(Dataset entries)
╔══

PR #3801, opened 2020-02-24
Remove unused and obsolete language extensions and utilities

sphuber:
The `aiida.common.lang` module hosts a variety of utilities that extend
the base python language. Many of these were backports for python 2,
which since now that we support python 3, have become obsolete. Some
also simply were not used:

 * `abstractclassmethod`: now available in `abc.abstractclassmethod`
 * `abstractstaticmethod`: now available in `abc.abstractstaticmethod`
 * `combomethod`: not used at all
 * `EmptyContextManager`: from py3.4 `contextlib.suppress()`
 * `protected_decorator`: only used in two places, but with `check=False`
   so it would never actually raise when the method was called from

╚══

> _WHAT THE TASK REQUIRES_:
Each line above that contains the word "were" should be returned.

> _RESULT OF THIS TASK_:
the base python language. Many of these were backports for python 2,
also simply were not used:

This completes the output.